The use of restricted mean survival time to estimate the treatment effect in randomized clinical trials when the proportional hazards assumption is in doubt

Abstract

In most randomized clinical trials (RCTs) with a right-censored time-to-event outcome, the hazard ratio is taken as an appropriate measure of the effectiveness of a new treatment compared with a standard-of-care or control treatment. However, it has long been known that the hazard ratio is valid only under the proportional hazards (PH) assumption. This assumption is formally checked only rarely. Some recent trials, particularly the IPASS trial in lung cancer and the ICON7 trial in ovarian cancer, have alerted researchers to the possibility of gross non-PH, raising the critical question of how such data should be analyzed. Here, we propose the use of the restricted mean survival time at a prespecified, fixed time point as a useful general measure to report the difference between two survival curves. We describe different methods of estimating it and we illustrate its application to three RCTs in cancer.
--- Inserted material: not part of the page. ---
PR #505, opened 2020-07-07
[W.I.P] Basic support for RageMP

Zorrototo:
To be probably improved because it is :hankey:


Zorrototo:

The examples are graded from a trial in kidney cancer in which there is no evidence of non-PH, to IPASS, where the opposite is clearly the case. We propose a simple, general scheme for the analysis of data from such RCTs. Key elements of our approach are Andersen's method of 'pseudo-observations,' which is based on the Kaplan-Meier estimate of the survival function, and Royston and Parmar's class of flexible parametric survival models, which may be used for analyzing data in the presence or in the absence of PH of the treatment effect.